Outro ponto positivo do roteiro é na apresentação do universo de Shang-Chi, ainda que sejam necessários muitos diálogos expositivos. A personagem de Awkwafina funciona como um “avatar” do espectador, que assim como ela quer descobrir mais sobre o que aconteceu. A trama também explora de forma correta as relações familiares do protagonista, mas digamos que na cena escondida depois dos créditos um pouco desse esforço é meio jogado fora.

O elenco também é muito competente e carismático, com destaque principalmente para Simu Liu que desenvolve bem os conflitos do protagonista, além de ser muito habilidoso nas cenas de luta. A já citada Awkwafina também está bem, mais “controlada” que o normal, desenvolvendo uma ótima química com Simu. Outro que merece ser citado é o veterano Tony Leung, conhecido por estar presente nos filmes do diretor Wong Kar-wai, em seu primeiro papel em um filme americano.

A trilha sonora de Joel P. West também é muito competente ao explorar bem temas orientais para criar músicas que retratam bem o clima de fantasia da história, mas que da mesma forma investe no clima de ação, contribuindo perfeitamente para o tom da narrativa.

Em resumo, “Shang-Chi e a Lenda dos Dez Anéis” é mais um acerto da Marvel, que mostra que é possível introduzir nesse universo cinematográfico os mais diversos tipos de personagens de maneira coerente e interessante. Mas o mais importante é conseguir manter um padrão de qualidade, apesar de que isso também “engesse” um pouco as produções.
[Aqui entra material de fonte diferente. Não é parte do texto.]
PR #68, opened 2022-04-13
Add shifted cluster

hugobuddel:
Add shifted cluster


hugobuddel:
Since @astronomyk approved this, I'm going to merge it. @yixiancao do you think the code in this notebook would be useful to simulate the dithered observations? It requires doing the shifts manually, including setting the RA/Dec and the TPL.EXPNO; which is acceptable for now I think.

PR #72, opened 2022-04-19
De-spaghettified MAAT branch, pull into dev_master

astronomyk:


astronomyk:
All files are MAAT specific, so no dramas with breaking MICADO (unless the previous merge broke it)

Seems the OSIRIS tests fail though 😢

PR #85, opened 2022-09-23
Update Master for compiliing new MICADO package

astronomyk:
Things added in this PR
- MAAT, all updates that have previously been kept to the dev_maat branch.
- new E/VLT instruments. Skeleton folders as placeholders to remind me to fill these at some point
- MICADO, new keywords for the FITS headers
- Deleted SimpleCADO and MICADO_ETC packages, as these were barely/never used

### DIFF
--- a/GTC/reflectivity_GTC.dat
+++ b/GTC/reflectivity_GTC.dat
@@ -1,6 +1,6 @@
 # description : GTC telescope throughput vs. wavelength
-# author : R
-# source :
+# author : Kieran Leschinski
+# source : Made it up
 # date_created : 2022-02-17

O fundamental é que a aventura dirigida por Destin Daniel Cretton é bem divertida e muito competente, principalmente na parte técnica, contanto também com um elenco de qualidade.


Uma frase: – Shang-Chi: “Achei que poderia mudar meu nome, começar uma nova vida… mas nunca poderia escapar de sua sombra.”

Uma cena: A luta dentro de um ônibus.

Uma curiosidade: Simu Liu tuitou em dezembro de 2018 sobre pedir o papel à Marvel. Mais tarde, ele retuitou o tweet original em 20 de julho de 2019, agradecendo.


Shang-Chi e a Lenda dos Dez Anéis (Shang-Chi and the Legend of the Ten Rings)

Direção: Destin Daniel Cretton
Roteiro: Dave Callaham, Destin Daniel Cretton e Andrew Lanham; história de Dave Callaham e Destin Daniel Cretton
Elenco: Simu Liu, Awkwafina, Meng’er Zhang, Fala Chen, Florian Munteanu, Benedict Wong, Michelle Yeoh, Ben Kingsley e Tony Leung
Gênero: Ação, Aventura, Fantasia
Ano: 2021
Duração: 132 minutos

Ramon Prates

Ramon Prates

Analista de sistemas nascido em Salvador (BA) em 1980, mas atualmente morando em Brasília (DF). Cinema é sem dúvidas o meu hobby favorito. Assisto a filmes desde pequeno influenciado principalmente por meus pais e meu avô materno. Em seguida vem a música, principalmente rock e pop.